Get the latest release of SlurCutter from [here](../README.md#essential-tools-to-process-and-label-your-datasets). This simple tool helps you adjust MIDI pitch in each DS file and cut notes into slurs if neccessary. Be sure to back up your DS files before you start, since this tool will automatically save and overwrite an edited DS file.

### 5.3 re-combine DS files into transcriptions.csv

Run:

```bash
python convert_ds.py ds2csv path/to/your/ds path/to/your/transcriptions.csv
```

This will generate a new transcriptions.csv from the DS files you just edited. Append `-f` if you are sure you want to overwrite the original transcription file (and the script complains about it).

Now the transcriptions.csv can be used for all functionalities of DiffSinger training.

`convert_ds.py ds2csv` supports DS files which have no corresponding WAV files.
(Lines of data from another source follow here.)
PR #304, opened 2020-06-23
cache sorting in get_equations_for

MauriceHendrix:
## Description

Cache the graph sorting in get_equations_for

## Motivation and Context

Sorting takes time, so this is a (small) speed improvement

## Types of changes

Speed improvement

## Documentation checklist

## Testing


jonc125:
I'd agree that we want some numbers in the PR description to show what level of speed-up this gives.

MauriceHendrix:
> I'd agree that we want some numbers in the PR description to show what level of speed-up this gives.

Hhm I just did a time and it was marginally slower with caching. I don't really understand but probably an indication it's not a change we want.

PR #306, opened 2020-06-24
bumped version and moved version to 1 place

MauriceHendrix:
## Description

- Bumped version in preparation for new release.
- Moved version number to version.txt which is read from setup.py and docs/config.py
- Also added functionality to cellmlmanip to report its own version via version() and __version__ + tests
- Also bumped pytest version

## Motivation and Context

- If the version number is just in 1 place, there is less of a risk of forgetting to bump especially the docs version number.
- Pytest version bump was needed to make non-pinned tests pass.

## Types of changes

## Documentation checklist

## Testing


cellmlmanip/_config.py
```diff
@@ -0,0 +1,40 @@
...
+# Expose version number
+#
+def version(formatted=False):
+    """
+    Returns the version number, as a 3-part integer (major, minor, revision).
+    If ``formatted=True``, it returns a string formatted version (e.g.
+    "cellmlmanip 1.0.0").
+    """
+    if formatted:
+        return 'chaste_codegen ' + __version__
```
jonc125, line 38:
```suggestion
        return 'cellmlmanip ' + __version__
```

docs/source/conf.py
```diff
@@ -81,7 +83,8 @@
 # built documents.
 #
 # The short X.Y version.
-version = '0.1.0'
+with open(os.path.join('..', 'cellmlmanip', 'version.txt'), 'r') as f:
```
jonc125, line 86: I think the documentation has to import the cellmlmanip library elsewhere, so might be better to do the same here?

setup.py
```diff
@@ -37,7 +44,7 @@
             'codecov',
             'flake8',
             'isort',
-            'pytest>=3.2',
+            'pytest>=4.6',
```
jonc125, line 47: What has changed that this is needed?

tests/test_version.py
```diff
@@ -0,0 +1,29 @@
...
+    assert isinstance(version[1], int)
+    assert isinstance(version[2], int)
+    assert version[0] >= 0
+    assert version[1] >= 0
+    assert version[2] >= 0
+
+    version = cellmlmanip.version(formatted=True)
+    assert isinstance(version, str)
+    assert len(version) >= 1
+    assert version.startswith('chaste_codegen ')
```
jonc125, line 29:
```suggestion
    assert version.startswith('cellmlmanip ')
```

setup.py
```diff
@@ -1,12 +1,19 @@
...
+
 from setuptools import find_packages, setup
 
 
+# Load README
 with open('README.md') as f:
     readme = f.read()
 
+# Load version number
+with open(os.path.join('cellmlmanip', 'version.txt'), 'r') as f:
```
jonc125, line 11: Have you checked that the version.txt file is installed as part of cellmlmanip?

cellmlmanip/_config.py
```diff
@@ -0,0 +1,40 @@
...
+    MODULE_DIR = os.path.dirname(inspect.getfile(frame))
+finally:
+    # Always manually delete frame
+    # https://docs.python.org/2/library/inspect.html#the-interpreter-stack
+    del(frame)
+
+#
+# Version info
+#
+with open(os.path.join(MODULE_DIR, 'version.txt'), 'r') as f:
```
jonc125, line 23: Is this the recommended way of approaching this problem? Or would [pkg_resources](https://setuptools.readthedocs.io/en/latest/pkg_resources.html#basic-resource-access) be better?

setup.py
MauriceHendrix: as you know the pinned tests fail if we don't do this, same as with codegen, it's due to the latest pytest-cov (which is the line below it) now requiring a higher pytest version.

setup.py
MauriceHendrix: uups now I have!

cellmlmanip/_config.py
MauriceHendrix: it's one of the recommendations on here:
https://packaging.python.org/guides/single-sourcing-package-version/
Since the docs conf.py doesn't (directly) import cellmlmanip, pkg_resources  probably wouldn't work but the version.txt approach should

docs/source/conf.py
MauriceHendrix: it doesn't import the cellmlmanip library

jonc125: I think Sphinx does in order to generate the docs for it though, from the docstrings.

tests/test_version.py
```diff
@@ -0,0 +1,29 @@
+#
+# Tests the basics of chaste_codegen
```
MichaelClerx, line 2: No it doesn't :D

docs/source/conf.py
MichaelClerx: I think it would be better to just `import cellmlmanip; version = release = cellmlmanip.__version__` here

tests/test_version.py
MauriceHendrix: uups I sometimes don't know which file I'm looking at :D

docs/source/conf.py
MichaelClerx: This one!

MauriceHendrix: ok as @MichaelClerx  and @jonc125 want can you please approve it?

PR #310, opened 2020-06-30
Codecov improvements

MauriceHendrix:
## Description

Improvements to test coverage

## Motivation and Context

Better etst coverage may be nice to have for release

## Types of changes

Code coverage improvements

## Documentation checklist

I don't think this needs to be in release notes?

## Testing


cellmlmanip/parser.py
```diff
@@ -75,8 +75,7 @@ def set_parent(self, parent_name):
 
     def add_sibling(self, sibling_name):
         """Adds a sibling for this component"""
-        if sibling_name in self.siblings:
-            raise ValueError('Sibling component %s already added!' % sibling_name)
+        assert sibling_name not in self.siblings, 'Sibling component %s already added!' % sibling_name
```
MauriceHendrix, line 78: This doesn't seem to be reachable, when I tried to create it I got earlier errors about the variable already being assigned to.

cellmlmanip/printer.py
```diff
@@ -288,9 +280,9 @@ def _print_Mul(self, expr):
 
         # Fix brackets for Pow with exp -1 with more than one Symbol
         for item in pow_brackets:
-            if item.base in b:
-                b_str[b.index(item.base)] = \
-                    '(' + b_str[b.index(item.base)] + ')'
+            assert item.base in b, "item.base should be kept in b for powers"
```
MauriceHendrix, line 283: I couldn't trigger this I don't think it is/ should be possible.

cellmlmanip/units.py
```diff
@@ -809,19 +806,6 @@ def add_context(self, expression, message):
         self.message += ('. Context: ' + message).format(expression)
 
 
-class UnitsCannotBeCalculatedError(UnitError):
```
MauriceHendrix, line 812: This one was no longer in use

tests/test_printer.py
```diff
@@ -267,3 +272,11 @@ def test_print_model_equations(model, simple_ode_model, p):
              "_units_conversion1$sv1, _environment$time)', 'Derivative(_state_units_conversion2$sv1, _environment$time"
              ") = 1000.0', 'deriv_on_rhs2b$sv1_rate = Derivative(_state_units_conversion2$sv1, _environment$time)', 's"
              "ingle_ode_rhs_const_var$a = 1.0']")
+
+    def test_pow_non_commutative(self, p, x, y):
```
MauriceHendrix, line 276: Extra test to hit previously untested case.

cellmlmanip/units.py
```diff
@@ -267,9 +267,6 @@ def get_conversion_factor(self, from_unit, to_unit):
         cf = self.convert(1 * from_unit, to_unit).magnitude
         if isinstance(cf, numbers.Number) and math.isclose(cf, 1.0):
             return 1
-        elif isinstance(cf, sympy.Mul) and 1.0 in cf.args:
```
MauriceHendrix, line 270: This code wasn't being triggered by the tests, seems not to be necessary anymore.

cellmlmanip/parser.py
MichaelClerx: I confirmed, like this:

```

    def parse(self, cellml, wrap=True):
        """Writes some CellML to a temporary file and parses it."""
        if wrap:
            cellml = (
                '<?xml version="1.0" encoding="UTF-8"?>'
                '<model name="test" xmlns="http://www.cellml.org/cellml/1.0#">'
                + cellml +
                '</model>'
            )

        with tempfile.TemporaryDirectory() as d:
            path = os.path.join(d, 'file.cellml')
            with open(path, 'w') as f:
                f.write(cellml)
            return parser.Parser(path).parse()

    def test_encapsulation(self):
        """ Tests """

        # Parse valid sibling relationship
        self.parse(
            '<component name="a" />'
            '<component name="b" />'
            '<component name="c" />'
            '<group>'
            ' <relationship_ref relationship="encapsulation"/>'
            ' <component_ref component="a">'
            '  <component_ref component="b" />'
            '  <component_ref component="c" />'
            ' </component_ref>'
            '</group>'
        )
        # Note: this isn't stored, so can't check if it worked via public API!

        # Parse invalid relationship
        self.parse(
            '<component name="a" />'
            '<component name="b" />'
            '<component name="c" />'
            '<group>'
            ' <relationship_ref relationship="encapsulation"/>'
            ' <component_ref component="a">'
            '  <component_ref component="b" />'
            '  <component_ref component="c" />'
            ' </component_ref>'
            '</group>'
            '<group>'
            ' <relationship_ref relationship="encapsulation"/>'
            ' <component_ref component="a">'
            '  <component_ref component="b" />'
            '  <component_ref component="c" />'
            ' </component_ref>'
            '</group>'
        )
```

:D 

E           ValueError: Encapsulated component b already added!

cellmlmanip/units.py
```diff
@@ -411,8 +411,6 @@ def _check_unit_of_quantities_equal(self, list_of_quantities):
         :param list_of_quantities: a list of ``pint.Quantity`` objects.
         :returns: boolean indicating whether all units are equivalent
         """
-        if len(list_of_quantities) == 1:
```
MichaelClerx, line 414: What happens if you call this with a list of length 0? Think we should just return True if len() < 2. Easy to write a test for!

MauriceHendrix: I actually tries a little test:
```
>>> list_of_quantities = []
>>> list_of_quantities = iter(list_of_quantities)
>>> first = next(list_of_quantities, True)
>>> first
True
>>> return all(_is_equal(first, rest) for rest in list_of_quantities)
>>> all(_is_equal(first, rest) for rest in list_of_quantities)
True


>>> from cellmlmanip.model import Quantity
>>> from cellmlmanip.units import UnitStore
>>> list_of_quantities = [Quantity(2, UnitStore().get_unit('dimensionless'))]
>>> list_of_quantities = iter(list_of_quantities)
>>> first = next(list_of_quantities, True)
>>> first
_2
>>> all(_is_equal(first, rest) for rest in list_of_quantities)
True
```

cellmlmanip/printer.py
```diff
@@ -342,14 +334,11 @@ def _print_Piecewise(self, expr):
...
-                break
-            # Sympy filters these out:
-            # elif isinstance(c, BooleanFalse):
-            #    continue
-
-            # Add e-if-c-else-? statement
-            parts += self._print_ternary(c, e)
-            brackets += 1
+                # Sympy filters BooleanFalse out:
+            else:
```
jonc125, line 338: This is actually changing the logic: a piecewise with 3 cases where the middle one had `BooleanTrue` condition would now be handled differently.

tests/test_printer.py
```diff
@@ -222,6 +222,11 @@ def test_piecewise_expressions(self, p, x):
             evaluate=False)
         assert p.doprint(e) == '((0) if (x > 0) else (2))'
 
+        # First condition false, multiple true clauses
+        e = sp.Piecewise((6, False), (0, x < 5), (1, True), (2, True))
+        print(e)
+        assert p.doprint(e) == '((0) if (x < 5) else (1))'
+
```
jonc125, line 229: So you also want to test
```
        # Middle condition only true
        e = sp.Piecewise((0, x < 5), (1, True), (2, x > 7))
        assert p.doprint(e) == '((0) if (x < 5) else (1))'
```

tests/test_printer.py
```diff
@@ -222,6 +222,11 @@ def test_piecewise_expressions(self, p, x):
             evaluate=False)
         assert p.doprint(e) == '((0) if (x > 0) else (2))'
 
+        # First condition false, multiple true clauses
+        e = sp.Piecewise((6, False), (0, x < 5), (1, True), (2, True))
+        print(e)
```
jonc125, line 227: Cut the print?

cellmlmanip/units.py
MichaelClerx: Ah! I didn't see the next(.., True) part!

tests/test_units.py
```diff
@@ -255,9 +297,9 @@ def test_others(self):
         assert store.evaluate_units(sp.ceiling(12.6) * b) == store.get_unit('second')
         assert store.evaluate_units(sp.ceiling(_1)) == store.get_unit('kelvin')
 
-        # functions were all args should have same unit
-        # and this is the unit that will be returned
-        # fail cases
+    def test_func_args_same_units_fail_cases(self, store, a, b, x, y):
+        """ Tests functions were all args should have same unit and this is the unit returned, fail cases. """
```
jonc125, line 301:
```suggestion
        """ Tests functions where all args should have same unit and this is the unit returned, fail cases. """
```

tests/test_printer.py
MauriceHendrix: Yes that works fine!

It might seem to change the logic but that's not actually the case @jonc125 The reason is that sympy seems to filter out clauses after the True clause by the time they get to the printer so if I call
```
# Middle condition only true
e = sp.Piecewise((0, x < 5), (1, True), (2, x > 7))
p.doprint(e)'
```
then inside:
`_print_Piecewise` if I get  `expr`:
`Piecewise((0, x < 5), (1, True))`

Having said all that I don't really understand why adding the break makes it show up as a miss (or BrPart) in the coverage

jonc125: It'll be because the `break` is never *not* executed, so only one branch in the logic is taken. Similar to an `if` always being true, which is a coverage issue even with no `else` clause.

MauriceHendrix: Aah I see ok let me fix that

cellmlmanip/printer.py
MauriceHendrix: Not in practice as this would be filtered out (see below)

All sentences in these files will be assigned a virtual item name, and inserted into the transcriptions. This is a preparation to support using DS tuning projects to train a variance model. In addition, `curves.json` file is written to support `f0` sequence refinement.

## (Appendix) other useful tools

### RMVPE pitch extraction algorithm

convert_ds.py and estimate_midi.py supports the state-of-the-art RMVPE pitch extraction algorithm. To use it:

- Install PyTorch via [official guidance](https://pytorch.org/get-started/locally/).
- Get RMVPE pretrained model [here](https://github.com/yxlllc/RMVPE/releases).
- Put the RMVPE model.pt in `variance-temp-solution/assets/rmvpe/`.
- Use `--pe rmvpe` when running `python convert_ds.py csv2ds` or `python estimate_midi.py`.

### correct_cents.py

Apply cents correction to note sequences in a transcriptions.csv to offset the out-of-tune errors. Need pitch extracted from waveforms for reference.

Usage:

```bash
python correct_cents.py csv path/to/your/transcriptions.csv path/to/your/wavs
```

or

```bash
python correct_cents.py ds path/to/your/ds/files
```

Note: this operation will overwrite your input file(s).

### eliminate_short.py

Eliminate short slur notes in DS files. Slurs that are shorter than a given threshold will be merged into its neighboring notes within the same word.

Usage:

```bash
python eliminate_short.py path/to/your/ds/files
```

Note: this operation will overwrite your input DS files.